= Instructions for the task =
State how many lines in the listing below contain the word "function", and write nothing else.

= Task inputs =

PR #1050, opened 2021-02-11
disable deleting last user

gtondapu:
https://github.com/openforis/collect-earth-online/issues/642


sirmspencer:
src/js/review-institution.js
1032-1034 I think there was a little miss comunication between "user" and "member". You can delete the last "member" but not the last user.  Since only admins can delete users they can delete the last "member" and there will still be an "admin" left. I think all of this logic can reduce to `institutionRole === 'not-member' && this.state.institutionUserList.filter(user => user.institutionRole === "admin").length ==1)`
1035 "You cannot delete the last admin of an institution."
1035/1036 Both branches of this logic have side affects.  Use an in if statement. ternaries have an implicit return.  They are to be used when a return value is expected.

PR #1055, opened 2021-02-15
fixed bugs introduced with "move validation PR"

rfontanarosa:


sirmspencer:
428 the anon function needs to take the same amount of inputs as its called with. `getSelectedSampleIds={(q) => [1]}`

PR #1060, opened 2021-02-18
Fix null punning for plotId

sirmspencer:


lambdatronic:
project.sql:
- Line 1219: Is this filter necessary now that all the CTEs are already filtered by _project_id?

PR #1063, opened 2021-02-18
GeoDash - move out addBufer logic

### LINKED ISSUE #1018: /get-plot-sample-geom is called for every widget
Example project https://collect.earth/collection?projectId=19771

---

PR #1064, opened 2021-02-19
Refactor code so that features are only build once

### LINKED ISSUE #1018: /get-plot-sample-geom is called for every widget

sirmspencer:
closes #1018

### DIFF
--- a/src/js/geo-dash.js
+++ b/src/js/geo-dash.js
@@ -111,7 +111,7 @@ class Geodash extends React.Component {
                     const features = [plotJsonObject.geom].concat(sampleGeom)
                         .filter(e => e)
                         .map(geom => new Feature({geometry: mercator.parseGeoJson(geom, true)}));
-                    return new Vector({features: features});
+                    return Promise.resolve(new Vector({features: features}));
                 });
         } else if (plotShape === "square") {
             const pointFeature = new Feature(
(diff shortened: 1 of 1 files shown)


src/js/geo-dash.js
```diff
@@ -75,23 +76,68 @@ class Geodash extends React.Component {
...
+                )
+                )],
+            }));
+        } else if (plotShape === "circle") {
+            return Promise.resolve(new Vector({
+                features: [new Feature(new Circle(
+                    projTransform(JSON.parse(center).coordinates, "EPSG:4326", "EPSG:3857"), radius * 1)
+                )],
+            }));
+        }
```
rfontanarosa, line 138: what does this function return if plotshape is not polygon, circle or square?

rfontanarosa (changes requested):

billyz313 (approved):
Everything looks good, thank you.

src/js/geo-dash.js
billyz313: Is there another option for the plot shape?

= Response to this exercise =
2